'''

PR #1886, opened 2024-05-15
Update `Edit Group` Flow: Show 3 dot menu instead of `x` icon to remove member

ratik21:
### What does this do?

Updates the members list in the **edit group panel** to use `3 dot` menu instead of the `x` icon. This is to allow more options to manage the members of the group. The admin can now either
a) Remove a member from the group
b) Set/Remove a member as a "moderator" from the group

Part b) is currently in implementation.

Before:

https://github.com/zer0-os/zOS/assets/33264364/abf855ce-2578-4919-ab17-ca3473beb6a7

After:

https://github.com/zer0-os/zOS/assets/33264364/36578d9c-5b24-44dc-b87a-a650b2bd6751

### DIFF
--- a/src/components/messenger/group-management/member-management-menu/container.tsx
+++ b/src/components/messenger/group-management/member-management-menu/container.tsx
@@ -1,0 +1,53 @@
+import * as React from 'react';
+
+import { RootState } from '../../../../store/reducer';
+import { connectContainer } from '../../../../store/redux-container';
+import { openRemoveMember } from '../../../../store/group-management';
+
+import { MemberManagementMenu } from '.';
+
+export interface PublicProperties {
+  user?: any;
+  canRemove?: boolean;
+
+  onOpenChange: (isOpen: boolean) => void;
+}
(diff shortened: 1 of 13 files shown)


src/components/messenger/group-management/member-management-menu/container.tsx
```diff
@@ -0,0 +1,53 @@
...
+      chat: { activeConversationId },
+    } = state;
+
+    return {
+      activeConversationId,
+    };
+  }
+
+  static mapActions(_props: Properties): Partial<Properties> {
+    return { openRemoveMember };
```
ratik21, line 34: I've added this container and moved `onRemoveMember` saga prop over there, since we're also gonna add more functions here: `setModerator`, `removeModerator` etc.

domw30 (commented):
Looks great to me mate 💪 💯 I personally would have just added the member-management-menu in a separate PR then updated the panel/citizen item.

'''
'''

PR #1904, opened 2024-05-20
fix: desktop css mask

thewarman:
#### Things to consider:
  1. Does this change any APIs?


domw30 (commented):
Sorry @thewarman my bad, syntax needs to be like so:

'''

# Directions:
Your answer should be the lines above, from the line containing "PR #1886, opened 2024-05-15" up to and including the line containing "b) Set/Remove a", reproduced exactly and with nothing else.

# Answer to this exercise:
PR #1886, opened 2024-05-15
Update `Edit Group` Flow: Show 3 dot menu instead of `x` icon to remove member

ratik21:
### What does this do?

Updates the members list in the **edit group panel** to use `3 dot` menu instead of the `x` icon. This is to allow more options to manage the members of the group. The admin can now either
a) Remove a member from the group
b) Set/Remove a member as a "moderator" from the group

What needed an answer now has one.